Collection entries:

* * * * * * * * *

PR #4994, opened 2026-06-12
Add RFDiffusion input embedding layers

chidwipak:
## Description

Adds the three input embedding layers that the RFDiffusion denoiser uses to
convert raw backbone coordinates and timesteps into feature vectors:

- `SinusoidalTimestepEmbedding` – turns an integer diffusion timestep into a
  sinusoidal vector so the model knows how noisy the current input is.
- `ResidueEmbedding` – projects the 9 backbone coordinates (N, CA, C × xyz)
  into a higher-dimensional feature space before the transformer.
- `PositionalEncoding` – adds sinusoidal chain-position info so the model can
  tell residues apart by their order in the sequence.

This is PR A in a 4-part split. None of these classes import from later PRs so
they stand on their own. PR B (CosineSchedule) and PR C (BackboneDiffusion)
will build on top of this file.

## Type of change

- [ ] Bug fix (non-breaking change which fixes an issue)
- [x] New feature (non-breaking change which adds functionality)
- [ ] Breaking change (fix or feature that would cause existing functionality to not work as expected)
  - In this case, we recommend to discuss your modification on GitHub issues before creating the PR
- [ ] Documentations (modification for documents)

## Checklist

- [x] My code follows [the style guidelines of this project](https://deepchem.readthedocs.io/en/latest/development_guide/coding.html)
  - [ ] Run `yapf -i <modified file>` and check no errors (**yapf version must be  0.32.0**)
  - [ ] Run `mypy -p deepchem` and check no errors
  - [x] Run `flake8 <modified file> --count` and check no errors
  - [ ] Run `python -m doctest <modified file>` and check no errors
- [x] I have performed a self-review of my own code
- [x] I have commented my code, particularly in hard-to-understand areas
- [ ] I have made corresponding changes to the documentation
- [x] I have added tests that prove my fix is effective or that my feature works
- [x] New unit tests pass locally with my changes
- [x] I have checked my code and corrected any misspellings

PR #4995, opened 2026-06-12
Add RFDiffusion cosine noise schedule

chidwipak:
## Description

Adds `CosineSchedule`, the diffusion noise schedule used by the RFDiffusion
protein backbone model.

The schedule implements the cosine variance schedule from Improved DDPM, which
tends to produce better samples than a linear schedule because the noise is
added more gradually at the start and end of the trajectory.

Three methods are exposed:

- `q_sample` – adds noise to clean data at a given timestep (the "forward" pass used during training).
- `p_sample` – denoises by one step using a model's noise prediction (the "reverse" pass used at inference).
- `sample` – runs the full reverse loop from noise to clean data.

All schedule tensors are stored as buffers so they move with the model when
you call `.to(device)` and are saved/loaded with checkpoints.

**Depends on PR #4994** (the embedding layers). This is PR B in a 4-part split.
PR C (BackboneDiffusion) and PR D (RFDiffusionModel) will build on top.

## Type of change

## Checklist

### DIFF
--- a/deepchem/models/torch_models/rfdiffusion.py
+++ b/deepchem/models/torch_models/rfdiffusion.py
@@ -10,15 +10,18 @@ denoiser transformer sees them:
   each with x, y, z) into a higher-dimensional space.
 - ``PositionalEncoding`` — adds sinusoidal position information so the
   network knows where each residue sits in the chain.
-
-None of these have learnable parameters that depend on later modules, so
-they are shipped separately as the first small, reviewable PR.
+- ``CosineSchedule`` — implements the improved cosine variance schedule
+  for the forward (noise-adding) and reverse (denoising) diffusion steps.
 
 References
 ----------
 .. [1] Watson, J. L., et al. "De novo design of protein structure and function
    with RFdiffusion." Nature 620.7976 (2023): 1089-1100.
-.. [2] Vaswani, A., et al. "Attention is all you need." NeurIPS 2017.
+.. [2] Ho, J., Jain, A., & Abbeel, P. "Denoising diffusion probabilistic
+   models." NeurIPS 2020.
+.. [3] Nichol, A. Q., & Dhariwal, P. "Improved denoising diffusion
+   probabilistic models." ICML 2021.
+.. [4] Vaswani, A., et al. "Attention is all you need." NeurIPS 2017.
 
 Notes
 -----
@@ -26,10 +29,12 @@ This module requires PyTorch to be installed.
 """
 
 import math
+from typing import Optional, Tuple
 
 try:
     import torch
     import torch.nn as nn
+    import torch.nn.functional as F
 except ModuleNotFoundError:
     raise ImportError('These classes require PyTorch to be installed.')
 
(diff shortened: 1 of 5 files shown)


deepchem/models/torch_models/rfdiffusion.py
```diff
@@ -185,3 +190,194 @@ def forward(self, x: torch.Tensor) -> torch.Tensor:
...
+    >>> schedule = CosineSchedule(num_timesteps=100)
+    >>> import torch
+    >>> x0 = torch.randn(2, 10, 9)
+    >>> t = torch.tensor([0, 50])
+    >>> noisy_x, noise = schedule.q_sample(x0, t)
+    >>> noisy_x.shape
+    torch.Size([2, 10, 9])
+    """
+
+    def __init__(self, num_timesteps: int = 1000, s: float = 0.008) -> None:
```
JoseAntonioSiguenza, line 241: Is there an specific reason for setting default to 0.008? Does authors use this as default?

JoseAntonioSiguenza: I checked "Improved DDPM" paper, and `s` comes from pixel bin size of 1/127.5 ~ 0.00784 (by dividing the normalized range from -1 to 1 (range of 2) by 255 intervals). Please add this hyperparameter value to the documentation.

deepchem/models/torch_models/rfdiffusion.py
```diff
@@ -185,3 +190,194 @@ def forward(self, x: torch.Tensor) -> torch.Tensor:
...
+        super().__init__()
+        self.num_timesteps = num_timesteps
```
JoseAntonioSiguenza, line 243: Please add `num_timesteps` refers to "T" term from eq. 17 in reference paper

deepchem/models/torch_models/rfdiffusion.py
```diff
@@ -185,3 +190,194 @@ def forward(self, x: torch.Tensor) -> torch.Tensor:
...
+        alpha_cumprod = torch.cos((t + s) / (1 + s) * math.pi / 2)**2
+        alpha_cumprod = alpha_cumprod / alpha_cumprod[0]
+        betas = 1 - (alpha_cumprod[1:] / alpha_cumprod[:-1])
+        betas = torch.clamp(betas, 0, 0.999)
+
+        alphas = 1.0 - betas
+        alpha_cumprod = torch.cumprod(alphas, dim=0)
+        alpha_cumprod_prev = F.pad(alpha_cumprod[:-1], (1, 0), value=1.0)
+
+        self.register_buffer('betas', betas)
```
JoseAntonioSiguenza: I'm not sure about using `self.register_buffer` (I dont remember using it or see ir anywhere else in deepchem). I dont think this matches Deepchem's API. Is there an specific reason for registering buffer?

JoseAntonioSiguenza: I'd suggest creating a field to access from `q_sample`, `p_sample`, etc methods

deepchem/models/torch_models/rfdiffusion.py
```diff
@@ -185,3 +190,194 @@ def forward(self, x: torch.Tensor) -> torch.Tensor:
...
+        Parameters
+        ----------
+        x0 : torch.Tensor
+            Clean data of shape ``(batch, ...)``.
+        t : torch.Tensor
+            Integer timesteps of shape ``(batch,)``.
+        noise : torch.Tensor, optional
+            Pre-sampled noise tensor. Drawn from N(0, I) if not provided.
+
+        Returns
```
JoseAntonioSiguenza, line 293: Please add ussage examples

deepchem/models/torch_models/rfdiffusion.py
```diff
@@ -185,3 +190,194 @@ def forward(self, x: torch.Tensor) -> torch.Tensor:
...
+        sqrt_one_minus = self.sqrt_one_minus_alpha_cumprod[t_idx].to(x0.device)
+
+        while sqrt_alpha.dim() < x0.dim():
+            sqrt_alpha = sqrt_alpha.unsqueeze(-1)
+            sqrt_one_minus = sqrt_one_minus.unsqueeze(-1)
+
+        noisy_x = sqrt_alpha * x0 + sqrt_one_minus * noise
+        return noisy_x, noise
+
+    @torch.no_grad()
```
JoseAntonioSiguenza: I dont think `@torch.no_grad()` decorator matches Deepchem API. Instead please make it explicit inside method

deepchem/models/torch_models/rfdiffusion.py
```diff
@@ -185,3 +190,194 @@ def forward(self, x: torch.Tensor) -> torch.Tensor:
...
+
+        Parameters
+        ----------
+        model : nn.Module
+            The denoiser network. Called as ``model([x_t, t])``.
+        x_t : torch.Tensor
+            Noisy data of shape ``(batch, num_residues, coord_dim)``.
+        t : torch.Tensor
+            Current timestep of shape ``(batch,)``.
+
```
JoseAntonioSiguenza, line 336: Please add usage examples

deepchem/models/torch_models/rfdiffusion.py
```diff
@@ -185,3 +190,194 @@ def forward(self, x: torch.Tensor) -> torch.Tensor:
...
+        Returns
+        -------
+        torch.Tensor
+            Denoised data at timestep t-1, same shape as x_t.
+        """
+        device = x_t.device
+        noise_pred = model([x_t, t])
+
+        t_idx = t.to(self.betas.device)
```
JoseAntonioSiguenza: Can't we use `device` from ln 327? Since, `q_sample` also uses `.to(device)` lets add `self.device` in __init__ method.

deepchem/models/torch_models/rfdiffusion.py
```diff
@@ -185,3 +190,194 @@ def forward(self, x: torch.Tensor) -> torch.Tensor:
...
+        while nonzero_mask.dim() < x_t.dim():
+            nonzero_mask = nonzero_mask.unsqueeze(-1)
+
+        var = self.posterior_variance[t_idx].to(device)
+        while var.dim() < x_t.dim():
+            var = var.unsqueeze(-1)
+
+        return posterior_mean + nonzero_mask * torch.sqrt(var) * noise
+
+    @torch.no_grad()
```
JoseAntonioSiguenza: Same as above

deepchem/models/torch_models/rfdiffusion.py
```diff
@@ -185,3 +190,194 @@ def forward(self, x: torch.Tensor) -> torch.Tensor:
...
+        ----------
+        model : nn.Module
+            The denoiser network.
+        shape : tuple of int
+            Shape of samples to produce: ``(batch, num_residues, coord_dim)``.
+        device : torch.device
+            Device to generate on.
+
+        Returns
+        -------
```
JoseAntonioSiguenza, line 401: Please add usage examples

deepchem/models/torch_models/rfdiffusion.py
```diff
@@ -185,3 +190,194 @@ def forward(self, x: torch.Tensor) -> torch.Tensor:
...
+        var = self.posterior_variance[t_idx].to(device)
+        while var.dim() < x_t.dim():
+            var = var.unsqueeze(-1)
+
+        return posterior_mean + nonzero_mask * torch.sqrt(var) * noise
+
+    @torch.no_grad()
+    def sample(self, model: nn.Module, shape: Tuple[int, ...],
+               device: torch.device) -> torch.Tensor:
+        """Generate samples by running the full reverse diffusion loop.
```
JoseAntonioSiguenza, line 389: Please add how this will be used in RFDiffusion model

deepchem/models/torch_models/tests/test_rfdiffusion_schedule.py
```diff
@@ -0,0 +1,86 @@
+"""Tests for the RFDiffusion cosine noise schedule."""
```
JoseAntonioSiguenza, line 1: Please add brief docstrings to unit tests describing the purpose of each test (what errors ahould it catch, what are the expected outputs, etc)

deepchem/models/torch_models/tests/test_rfdiffusion_schedule.py
```diff
@@ -0,0 +1,86 @@
...
+    has_torch = False
+
+
+@pytest.mark.torch
+@pytest.mark.skipif(not has_torch, reason="PyTorch not installed")
+class TestCosineSchedule:
+
+    def test_q_sample_shape(self):
+        schedule = CosineSchedule(num_timesteps=100)
+        x0 = torch.randn(2, 10, 9)
```
JoseAntonioSiguenza, line 21: Lets add a test from real image data instead of random data. Can we test similar behaviour as original implementation? https://github.com/openai/improved-diffusion/tree/main/datasets

JoseAntonioSiguenza:
Nice implementation! I left some comments related to Deepchem API and tests.

deepchem/models/torch_models/tests/test_rfdiffusion_schedule.py
JoseAntonioSiguenza: Lets test proper behaviour against real image data. I think if we succesfully this test, the implementation would be more robust and safe.

deepchem/models/torch_models/rfdiffusion.py
chidwipak: > Is there an specific reason for setting default to 0.008? Does authors use this as default?

Added that context to the docstring. `0.008` is the default used in the Improved DDPM paper.

chidwipak: > I checked "Improved DDPM" paper, and `s` comes from pixel bin size of 1/127.5 ~ 0.00784 (by dividing the normalized range from -1 to 1 (range of 2) by 255 intervals). Please add this hyperparameter value to the documentation.

> Added that note next to `s`. The docstring now calls out the `1 / 127.5 ≈ 0.00784` bin-size motivation for the `0.008` default.

deepchem/models/torch_models/rfdiffusion.py
chidwipak: Added that to the parameter docs. `num_timesteps` now points to the `T` term from equation 17.

deepchem/models/torch_models/rfdiffusion.py
chidwipak: > I'm not sure about using `self.register_buffer` (I dont remember using it or see ir anywhere else in deepchem). I dont think this matches Deepchem's API. Is there an specific reason for registering buffer?

Kept `register_buffer` here because these tensors are fixed schedule state, not learnable weights. They still need to move with the module and be written to the checkpoint.

chidwipak: > I'd suggest creating a field to access from `q_sample`, `p_sample`, etc methods

These tensors are already exposed as fields through `register_buffer`, so the methods read them as `self.betas`, `self.alpha_cumprod`, and the rest.

deepchem/models/torch_models/rfdiffusion.py
chidwipak: Added a short `q_sample()` example to the docstring.

deepchem/models/torch_models/rfdiffusion.py
chidwipak: Changed both methods to use `with torch.no_grad():` inside the body so they follow the usual DeepChem style.

deepchem/models/torch_models/rfdiffusion.py
chidwipak: Added a small `p_sample()` example with a dummy denoiser so the call pattern is clear.

deepchem/models/torch_models/rfdiffusion.py
chidwipak: I kept the device on the tensors instead of adding a separate `self.device` field. These buffers already move with the module, and `q_sample()` only casts the indexed values to match the input tensor.

deepchem/models/torch_models/rfdiffusion.py
chidwipak: I kept the same pattern in `sample()`. The schedule buffers already track the module device, so there is not a second device field to keep in sync.

deepchem/models/torch_models/rfdiffusion.py
chidwipak: Added a short `sample()` example to the docstring.

deepchem/models/torch_models/rfdiffusion.py
chidwipak: Added a short note on how `RFDiffusionModel` uses `q_sample()` during training and `sample()` during generation.

deepchem/models/torch_models/tests/test_rfdiffusion_schedule.py
chidwipak: Added brief docstrings to the schedule tests so each one says what behavior it is checking.

deepchem/models/torch_models/tests/test_rfdiffusion_schedule.py
chidwipak: I kept the test inputs synthetic and added a reference check against the Improved DDPM cosine formula instead. Since the schedule only depends on the timestep grid, that is closer to the original implementation than swapping in image tensors.

deepchem/models/torch_models/rfdiffusion.py
JoseAntonioSiguenza: Yes, but my suggestion is to add the needed tensors(self.betas, self.alpha_cumprod, etc) explictily as fields instead of using `self.register_buffer`

JoseAntonioSiguenza:
LGTM

rbharath (approved):
LGTM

* * * * * * * * *

What is required: Across the records above, count each line that holds the word "access" and give only the resulting number.

Response area: 2